Assigned task >>
Please return every line of the records below that holds the word "opened".

******

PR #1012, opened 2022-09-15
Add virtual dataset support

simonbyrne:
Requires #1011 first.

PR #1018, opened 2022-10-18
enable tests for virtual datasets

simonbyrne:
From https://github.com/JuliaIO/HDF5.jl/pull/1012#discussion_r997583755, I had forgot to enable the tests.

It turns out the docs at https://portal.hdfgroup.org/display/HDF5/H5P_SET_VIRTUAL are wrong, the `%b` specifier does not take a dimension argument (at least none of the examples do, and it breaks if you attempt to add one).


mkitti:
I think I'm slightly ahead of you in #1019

******

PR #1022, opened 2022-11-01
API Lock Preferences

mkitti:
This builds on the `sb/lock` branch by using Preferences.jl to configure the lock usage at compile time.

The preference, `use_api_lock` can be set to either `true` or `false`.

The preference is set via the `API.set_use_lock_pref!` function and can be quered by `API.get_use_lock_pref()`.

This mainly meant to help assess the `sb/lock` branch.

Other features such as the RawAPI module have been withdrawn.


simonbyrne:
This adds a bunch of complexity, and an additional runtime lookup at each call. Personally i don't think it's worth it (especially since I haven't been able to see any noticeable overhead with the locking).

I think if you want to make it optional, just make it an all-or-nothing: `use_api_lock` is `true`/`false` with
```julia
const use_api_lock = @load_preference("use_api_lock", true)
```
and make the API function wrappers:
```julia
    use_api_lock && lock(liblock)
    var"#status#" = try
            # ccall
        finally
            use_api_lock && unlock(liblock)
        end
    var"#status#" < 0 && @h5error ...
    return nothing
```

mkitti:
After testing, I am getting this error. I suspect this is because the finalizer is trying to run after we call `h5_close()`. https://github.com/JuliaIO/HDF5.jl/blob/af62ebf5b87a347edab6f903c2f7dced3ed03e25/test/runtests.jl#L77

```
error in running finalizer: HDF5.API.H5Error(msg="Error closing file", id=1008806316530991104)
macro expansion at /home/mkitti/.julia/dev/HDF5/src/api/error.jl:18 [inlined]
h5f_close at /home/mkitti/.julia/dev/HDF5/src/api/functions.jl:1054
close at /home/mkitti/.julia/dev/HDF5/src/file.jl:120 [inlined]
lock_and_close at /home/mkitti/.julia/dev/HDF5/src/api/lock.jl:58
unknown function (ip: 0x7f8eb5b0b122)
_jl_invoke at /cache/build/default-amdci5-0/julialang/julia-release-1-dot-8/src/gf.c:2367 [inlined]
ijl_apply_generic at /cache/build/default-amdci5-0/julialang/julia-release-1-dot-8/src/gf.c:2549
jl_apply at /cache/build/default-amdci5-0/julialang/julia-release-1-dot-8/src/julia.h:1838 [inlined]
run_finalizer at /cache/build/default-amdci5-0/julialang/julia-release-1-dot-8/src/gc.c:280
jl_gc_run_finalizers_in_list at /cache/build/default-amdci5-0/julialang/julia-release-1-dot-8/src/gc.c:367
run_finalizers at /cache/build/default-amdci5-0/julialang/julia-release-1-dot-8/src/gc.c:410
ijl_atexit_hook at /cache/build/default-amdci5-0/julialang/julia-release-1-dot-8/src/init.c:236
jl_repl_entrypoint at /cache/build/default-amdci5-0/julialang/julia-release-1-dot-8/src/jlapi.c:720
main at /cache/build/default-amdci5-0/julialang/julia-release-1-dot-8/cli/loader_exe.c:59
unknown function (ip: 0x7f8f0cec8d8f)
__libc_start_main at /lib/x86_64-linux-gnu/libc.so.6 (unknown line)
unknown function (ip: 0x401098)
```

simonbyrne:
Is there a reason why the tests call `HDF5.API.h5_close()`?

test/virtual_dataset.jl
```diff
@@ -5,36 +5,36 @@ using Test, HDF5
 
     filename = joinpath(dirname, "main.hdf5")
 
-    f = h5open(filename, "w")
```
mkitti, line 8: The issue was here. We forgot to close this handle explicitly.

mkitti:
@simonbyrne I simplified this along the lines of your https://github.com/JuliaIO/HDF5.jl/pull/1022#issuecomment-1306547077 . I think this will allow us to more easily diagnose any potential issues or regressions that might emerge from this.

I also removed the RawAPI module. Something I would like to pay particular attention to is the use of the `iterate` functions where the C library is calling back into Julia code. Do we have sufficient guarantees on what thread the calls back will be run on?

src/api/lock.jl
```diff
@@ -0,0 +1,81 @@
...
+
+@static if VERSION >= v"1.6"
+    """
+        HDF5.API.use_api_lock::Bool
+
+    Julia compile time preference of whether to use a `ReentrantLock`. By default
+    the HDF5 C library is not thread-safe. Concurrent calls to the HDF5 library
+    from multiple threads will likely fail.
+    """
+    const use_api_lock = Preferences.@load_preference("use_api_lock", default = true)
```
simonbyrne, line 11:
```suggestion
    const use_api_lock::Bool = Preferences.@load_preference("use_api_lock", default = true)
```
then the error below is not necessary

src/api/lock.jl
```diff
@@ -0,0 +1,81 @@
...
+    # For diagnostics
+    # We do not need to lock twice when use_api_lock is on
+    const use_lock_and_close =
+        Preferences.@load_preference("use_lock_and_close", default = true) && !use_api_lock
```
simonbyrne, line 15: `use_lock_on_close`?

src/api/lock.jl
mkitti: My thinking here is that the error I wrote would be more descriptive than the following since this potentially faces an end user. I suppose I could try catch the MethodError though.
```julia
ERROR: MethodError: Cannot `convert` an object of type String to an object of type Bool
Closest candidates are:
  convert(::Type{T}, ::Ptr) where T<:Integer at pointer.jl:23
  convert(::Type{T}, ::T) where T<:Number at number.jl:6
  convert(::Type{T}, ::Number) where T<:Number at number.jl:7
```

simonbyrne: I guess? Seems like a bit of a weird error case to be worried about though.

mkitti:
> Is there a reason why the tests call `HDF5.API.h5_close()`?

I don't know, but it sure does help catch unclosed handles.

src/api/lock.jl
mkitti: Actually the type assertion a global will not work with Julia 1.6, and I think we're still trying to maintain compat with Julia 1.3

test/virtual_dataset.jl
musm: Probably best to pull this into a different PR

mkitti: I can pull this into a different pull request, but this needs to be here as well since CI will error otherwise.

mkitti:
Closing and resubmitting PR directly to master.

******

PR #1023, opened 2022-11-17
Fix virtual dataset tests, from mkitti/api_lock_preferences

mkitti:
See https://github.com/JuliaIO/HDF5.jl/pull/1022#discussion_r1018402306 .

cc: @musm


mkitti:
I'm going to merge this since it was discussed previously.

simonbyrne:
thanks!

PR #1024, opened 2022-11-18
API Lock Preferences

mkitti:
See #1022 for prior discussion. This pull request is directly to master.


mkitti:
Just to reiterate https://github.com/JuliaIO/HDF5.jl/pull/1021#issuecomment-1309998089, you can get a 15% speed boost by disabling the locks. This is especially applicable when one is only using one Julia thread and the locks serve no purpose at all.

******

Exercise output >>
PR #1012, opened 2022-09-15
PR #1018, opened 2022-10-18
PR #1022, opened 2022-11-01
PR #1023, opened 2022-11-17
PR #1024, opened 2022-11-18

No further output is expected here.